(DATA TO EXAMINE Opens)

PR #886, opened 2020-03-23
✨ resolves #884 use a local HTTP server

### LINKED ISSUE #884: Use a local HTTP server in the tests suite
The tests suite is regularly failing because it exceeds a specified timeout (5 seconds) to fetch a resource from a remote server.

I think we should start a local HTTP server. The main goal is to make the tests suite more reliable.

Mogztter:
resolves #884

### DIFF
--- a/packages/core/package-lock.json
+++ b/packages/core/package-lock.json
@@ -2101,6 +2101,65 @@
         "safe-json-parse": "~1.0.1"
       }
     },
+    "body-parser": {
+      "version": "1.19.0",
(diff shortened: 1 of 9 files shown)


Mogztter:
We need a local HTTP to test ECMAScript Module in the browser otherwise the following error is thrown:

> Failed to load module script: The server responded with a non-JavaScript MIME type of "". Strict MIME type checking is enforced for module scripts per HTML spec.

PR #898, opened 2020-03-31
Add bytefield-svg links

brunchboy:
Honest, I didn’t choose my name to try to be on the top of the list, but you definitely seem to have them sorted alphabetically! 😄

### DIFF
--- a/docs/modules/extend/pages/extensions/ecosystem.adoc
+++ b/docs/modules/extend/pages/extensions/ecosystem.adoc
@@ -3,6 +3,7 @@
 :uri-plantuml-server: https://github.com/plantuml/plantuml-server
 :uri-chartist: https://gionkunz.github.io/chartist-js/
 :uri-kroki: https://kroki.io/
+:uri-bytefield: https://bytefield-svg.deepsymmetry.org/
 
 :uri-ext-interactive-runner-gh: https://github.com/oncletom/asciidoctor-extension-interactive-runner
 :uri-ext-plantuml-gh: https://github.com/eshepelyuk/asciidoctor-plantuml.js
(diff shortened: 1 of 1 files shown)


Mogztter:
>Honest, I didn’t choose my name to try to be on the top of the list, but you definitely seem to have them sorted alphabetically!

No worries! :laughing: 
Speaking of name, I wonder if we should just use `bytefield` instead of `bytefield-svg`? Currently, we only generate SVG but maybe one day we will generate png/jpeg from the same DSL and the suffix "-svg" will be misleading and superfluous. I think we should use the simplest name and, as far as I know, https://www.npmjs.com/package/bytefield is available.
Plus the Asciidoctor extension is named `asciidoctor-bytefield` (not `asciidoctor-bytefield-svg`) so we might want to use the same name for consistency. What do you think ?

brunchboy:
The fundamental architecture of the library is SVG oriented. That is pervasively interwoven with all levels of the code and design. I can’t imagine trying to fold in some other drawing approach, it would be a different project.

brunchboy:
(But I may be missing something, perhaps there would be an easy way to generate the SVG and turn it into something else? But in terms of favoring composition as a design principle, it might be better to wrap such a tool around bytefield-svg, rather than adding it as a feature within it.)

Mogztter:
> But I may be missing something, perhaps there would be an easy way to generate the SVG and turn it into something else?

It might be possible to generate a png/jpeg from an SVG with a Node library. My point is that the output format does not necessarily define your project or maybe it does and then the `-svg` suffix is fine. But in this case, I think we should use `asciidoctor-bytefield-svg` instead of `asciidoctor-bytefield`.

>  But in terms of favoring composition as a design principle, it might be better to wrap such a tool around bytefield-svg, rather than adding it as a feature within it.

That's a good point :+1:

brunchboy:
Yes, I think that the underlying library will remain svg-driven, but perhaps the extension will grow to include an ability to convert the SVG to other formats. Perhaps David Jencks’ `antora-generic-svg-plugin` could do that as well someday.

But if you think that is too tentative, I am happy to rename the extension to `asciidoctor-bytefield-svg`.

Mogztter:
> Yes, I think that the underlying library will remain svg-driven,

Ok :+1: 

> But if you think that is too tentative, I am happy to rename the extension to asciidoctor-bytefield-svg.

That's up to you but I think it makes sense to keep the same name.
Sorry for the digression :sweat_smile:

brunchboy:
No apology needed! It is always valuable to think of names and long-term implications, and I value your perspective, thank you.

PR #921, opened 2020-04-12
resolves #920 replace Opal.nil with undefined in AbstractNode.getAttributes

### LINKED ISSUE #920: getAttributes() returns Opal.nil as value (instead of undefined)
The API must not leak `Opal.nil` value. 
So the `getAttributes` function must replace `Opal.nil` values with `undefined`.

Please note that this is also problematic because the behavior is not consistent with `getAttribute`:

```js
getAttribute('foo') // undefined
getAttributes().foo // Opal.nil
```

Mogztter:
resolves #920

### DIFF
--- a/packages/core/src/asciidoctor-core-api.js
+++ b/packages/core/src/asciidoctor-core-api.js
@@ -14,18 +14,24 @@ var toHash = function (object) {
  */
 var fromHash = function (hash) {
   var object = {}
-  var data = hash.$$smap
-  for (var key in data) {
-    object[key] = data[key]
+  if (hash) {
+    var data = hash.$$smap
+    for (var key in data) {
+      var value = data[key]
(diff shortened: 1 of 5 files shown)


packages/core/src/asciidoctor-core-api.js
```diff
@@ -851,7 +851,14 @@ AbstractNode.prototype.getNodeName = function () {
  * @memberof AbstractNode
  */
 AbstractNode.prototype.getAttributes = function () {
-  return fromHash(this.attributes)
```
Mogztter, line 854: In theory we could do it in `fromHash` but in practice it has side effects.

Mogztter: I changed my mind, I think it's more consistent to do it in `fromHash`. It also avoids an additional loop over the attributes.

(DATA TO EXAMINE Closes)
(DATA TO EXAMINE Opens)

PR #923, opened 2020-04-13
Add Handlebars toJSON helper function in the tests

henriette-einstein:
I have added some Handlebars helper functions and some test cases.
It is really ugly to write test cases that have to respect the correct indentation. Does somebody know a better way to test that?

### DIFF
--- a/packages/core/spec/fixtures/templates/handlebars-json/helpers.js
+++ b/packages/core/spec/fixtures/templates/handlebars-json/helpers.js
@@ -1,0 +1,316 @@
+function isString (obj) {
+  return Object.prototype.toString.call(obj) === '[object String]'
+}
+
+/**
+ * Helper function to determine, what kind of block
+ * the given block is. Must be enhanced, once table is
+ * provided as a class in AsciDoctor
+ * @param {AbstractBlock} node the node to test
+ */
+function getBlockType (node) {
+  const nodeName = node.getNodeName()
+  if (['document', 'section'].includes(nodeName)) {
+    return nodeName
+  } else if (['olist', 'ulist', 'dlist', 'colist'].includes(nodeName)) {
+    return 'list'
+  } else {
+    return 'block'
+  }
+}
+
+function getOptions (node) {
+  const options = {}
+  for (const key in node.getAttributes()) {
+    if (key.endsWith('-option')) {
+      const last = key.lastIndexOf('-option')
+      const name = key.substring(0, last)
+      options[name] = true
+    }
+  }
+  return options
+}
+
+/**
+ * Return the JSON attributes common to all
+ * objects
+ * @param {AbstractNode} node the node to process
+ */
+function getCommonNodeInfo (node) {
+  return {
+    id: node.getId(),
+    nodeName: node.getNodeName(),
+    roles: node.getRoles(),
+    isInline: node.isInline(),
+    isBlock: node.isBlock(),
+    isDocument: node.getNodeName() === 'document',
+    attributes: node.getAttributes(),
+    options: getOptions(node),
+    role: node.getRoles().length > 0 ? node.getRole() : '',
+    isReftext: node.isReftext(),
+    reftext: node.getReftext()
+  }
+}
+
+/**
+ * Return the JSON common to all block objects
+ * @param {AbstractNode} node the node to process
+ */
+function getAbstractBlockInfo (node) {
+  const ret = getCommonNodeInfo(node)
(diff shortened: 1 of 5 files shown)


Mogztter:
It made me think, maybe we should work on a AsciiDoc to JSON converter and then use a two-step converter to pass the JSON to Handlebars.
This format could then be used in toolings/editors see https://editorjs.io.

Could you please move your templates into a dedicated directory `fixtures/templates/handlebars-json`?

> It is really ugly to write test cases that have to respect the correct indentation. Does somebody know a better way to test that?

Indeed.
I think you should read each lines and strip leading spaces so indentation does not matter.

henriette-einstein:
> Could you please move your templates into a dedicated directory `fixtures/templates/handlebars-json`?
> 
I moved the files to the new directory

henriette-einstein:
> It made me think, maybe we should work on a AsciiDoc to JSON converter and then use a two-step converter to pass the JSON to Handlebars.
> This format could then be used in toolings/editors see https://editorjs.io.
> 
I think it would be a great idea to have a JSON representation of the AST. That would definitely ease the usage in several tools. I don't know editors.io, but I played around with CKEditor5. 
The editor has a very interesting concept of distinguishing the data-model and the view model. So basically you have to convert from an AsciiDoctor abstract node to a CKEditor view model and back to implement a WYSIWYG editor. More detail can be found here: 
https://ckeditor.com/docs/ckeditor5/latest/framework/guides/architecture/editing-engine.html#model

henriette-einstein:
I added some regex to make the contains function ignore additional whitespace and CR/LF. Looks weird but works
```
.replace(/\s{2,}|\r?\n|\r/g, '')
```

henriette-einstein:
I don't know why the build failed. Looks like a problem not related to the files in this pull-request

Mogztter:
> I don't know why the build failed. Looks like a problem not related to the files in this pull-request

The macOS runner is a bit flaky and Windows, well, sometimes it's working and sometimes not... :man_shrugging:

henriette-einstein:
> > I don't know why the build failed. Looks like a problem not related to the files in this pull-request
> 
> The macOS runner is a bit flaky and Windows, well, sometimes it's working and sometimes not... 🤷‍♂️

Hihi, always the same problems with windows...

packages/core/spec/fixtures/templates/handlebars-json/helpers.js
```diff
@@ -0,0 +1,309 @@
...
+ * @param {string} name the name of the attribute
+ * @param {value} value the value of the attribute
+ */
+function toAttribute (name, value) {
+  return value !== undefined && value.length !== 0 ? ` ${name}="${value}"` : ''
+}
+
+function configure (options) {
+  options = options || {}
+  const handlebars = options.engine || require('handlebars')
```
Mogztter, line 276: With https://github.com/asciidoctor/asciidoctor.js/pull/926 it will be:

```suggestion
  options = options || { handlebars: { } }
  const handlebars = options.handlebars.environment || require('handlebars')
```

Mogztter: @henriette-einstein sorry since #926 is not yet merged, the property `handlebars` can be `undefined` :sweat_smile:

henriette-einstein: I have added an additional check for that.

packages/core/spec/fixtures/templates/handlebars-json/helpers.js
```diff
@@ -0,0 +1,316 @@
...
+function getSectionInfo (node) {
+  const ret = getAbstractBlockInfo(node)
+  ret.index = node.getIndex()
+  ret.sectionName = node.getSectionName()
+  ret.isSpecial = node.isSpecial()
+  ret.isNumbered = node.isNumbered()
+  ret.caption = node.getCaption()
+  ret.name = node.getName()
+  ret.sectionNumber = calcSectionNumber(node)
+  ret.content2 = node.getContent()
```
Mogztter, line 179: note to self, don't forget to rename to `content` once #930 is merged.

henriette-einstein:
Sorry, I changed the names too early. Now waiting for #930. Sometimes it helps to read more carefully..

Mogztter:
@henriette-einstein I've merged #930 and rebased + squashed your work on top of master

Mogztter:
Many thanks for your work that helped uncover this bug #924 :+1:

(DATA TO EXAMINE Closes)

From the records above, retype only the lines starting at the line that contains "PR #886, opened 2020-03-23" and ending at the line that contains "The tests suite is", both included.

PR #886, opened 2020-03-23
✨ resolves #884 use a local HTTP server

### LINKED ISSUE #884: Use a local HTTP server in the tests suite
The tests suite is regularly failing because it exceeds a specified timeout (5 seconds) to fetch a resource from a remote server.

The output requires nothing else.